MIT physicist Max Tegmark supports this interpretation, citing a “cultural gap” between the two fields. “Some mathematicians look down their nose at physicists for being sloppy—for doing calculations that lack rigor,” he says. “Quantum electrodynamics is an example of an extremely successful theory that is not mathematically well defined.” Some physicists, he adds, are scornful of mathematicians, thinking that “you guys take forever to derive things that we can get in minutes. And if you had our intuition, you’d see it’s all unnecessary.”28
Ever since string theory entered the picture—with theoretical physics relying to an increasing degree on advanced mathematics—that cultural gap has started to narrow. The mathematics that comes up in string theory is so complicated—and so integral to everything in the theory—that physicists not only needed help but also welcomed it. While mathematicians became interested in Calabi-Yau spaces before the physicists did, to pick one example, the physicists eventually got there, and when they did, they showed us a few tricks as well. We’re now in a period of “reconvergence,” as Atiyah puts it, and that’s a good thing.
I can’t say whether string theory will ever get past its most serious hurdle—coming up with a testable prediction and then showing that the theory actually gives us the right answer. (The math part of things, as I’ve said, is already on much firmer ground.) Nevertheless, I do believe the best chance for arriving at a successful theory lies in pooling the resources of mathematicians and physicists, combining the strengths of the two disciplines and their different ways of approaching the world. We can work on complementary tracks, sometimes crossing over to the other side for the benefit of both.

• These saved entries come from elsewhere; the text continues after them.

PR #2295, opened 2025-12-09
Update split.py file

mikomikotaishi:
This pull request updates the `split.py` file as requested, to begin preparations for generating a module file from a header (#2291).


yhirose:
Thanks for the contribution!

PR #2297, opened 2025-12-09
Use std::move for content_provider in adapter

Skylion007:
Missing std::move in ContentProvider ctor. No reason to copy the content for the adapter when the move ctor will do.


yhirose:
Thanks!

PR #2298, opened 2025-12-09
Use std::move for boundary in set_boundary method

Skylion007:
Add missing std::move. `boundary` is bound by name inside the function scope so becomes an lvalue. Needs std::move to explicitly have it be an xvalue again.


yhirose:
Thanks!

PR #2300, opened 2025-12-10
Replace httpbin.org with httpcan.org

jfsimoneau:
Because of the recent httpbin.org outages that are failing the proxy tests, I replaced the calls to a rust-based clone called httpcan.org. Another contender is the Go-based httpbingo.org service, but they do not support Brotli or SHA-512 digests. The only difference is in the auth digest, they return the algorithm as part of the response, and I couldn't make auth-int work for some reason.

### DIFF
--- a/test/test_proxy.cc
+++ b/test/test_proxy.cc
@@ -182,7 +182,6 @@ template <typename T> void DigestAuthTestFromHTTPWatch(T &cli) {
         "/digest-auth/auth/hello/world/MD5",
         "/digest-auth/auth/hello/world/SHA-256",
         "/digest-auth/auth/hello/world/SHA-512",
-        // "/digest-auth/auth-int/hello/world/MD5",
     };
 
     cli.set_digest_auth("hello", "world");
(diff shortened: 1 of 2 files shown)


yhirose:
Could you please add more information in the description section?

yhirose:
Great! Could you also take a look at `DigestAuthTest.FromHTTPWatch_Online` error? Thanks a lot!

test/test_proxy.cc
```diff
@@ -182,15 +182,18 @@ template <typename T> void DigestAuthTestFromHTTPWatch(T &cli) {
         "/digest-auth/auth/hello/world/MD5",
         "/digest-auth/auth/hello/world/SHA-256",
         "/digest-auth/auth/hello/world/SHA-512",
-        "/digest-auth/auth-int/hello/world/MD5",
+        // "/digest-auth/auth-int/hello/world/MD5",
```
yhirose: Is there any reason why this line is disabled?

jfsimoneau: I couldn't make `auth-int` work at all. Even `curl` fails, so I suppose this is a limitation of `httpcan.org`.

jfsimoneau:
> Great! Could you also take a look at `DigestAuthTest.FromHTTPWatch_Online` error? Thanks a lot!

Sure. It seems to be the same limitation the original `httpbin.org` limitation where the username is ignored in the digest comparison. `httpcan.org` doesn't have that limitation, but does not support `auth-int`. I will use `httpcan.org` for the bad username test but keep `nghttp2.org` for the rest of the tests.

yhirose:
Thanks! I have merged it.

Cliff Taubes, a math colleague of mine at Harvard, summed up the differences between the fields well. Though the tools of math and physics may be the same, Taubes said, the aims are different. “Physics is the study of the world, while mathematics is the study of all possible worlds.”29
That’s one of the reasons I love mathematics. Physicists get to speculate about other worlds and other universes, just as we do. But at the end of the day, they eventually have to bring it back to our world and think about what’s real. I get to think about what’s possible—not only “all possible worlds,” as Cliff put it, but the even broader category of all possible spaces. As I see it, that’s our job. While physicists, by and large, tend to look at one space and see what it can tell us about nature, we mathematicians need to look at the totality of all spaces in order to find some general rules and guiding principles that apply to the cases of greatest concern.
13.4—This cartoon by the physicist Robbert Dijkgraaf shows the interplay between mathematicians and physicists. (Image courtesy of Robbert H. Dijkgraaf)
Still, all spaces are not created equal, and some command my attention more than others, especially those spaces wherein the extra dimensions of nature are thought to reside. A critical challenge before us is to figure out the shape of that hidden realm, which, theory holds, dictates both the kinds of matter we see in the cosmos and the kinds of physics we see. That problem has been on my plate for a while, and it’s not likely to be disposed of soon.
Although I take on a variety of projects from time to time, I keep coming back to this one. And, despite my forays into other areas of math and physics, I keep coming back to geometry. If peace comes through understanding, geometry is my way of trying to achieve some semblance of inner calm. Putting it more broadly, it’s my way of trying to make sense of our universe and to fathom the mysterious spaces—named in part after me—that may lurk within.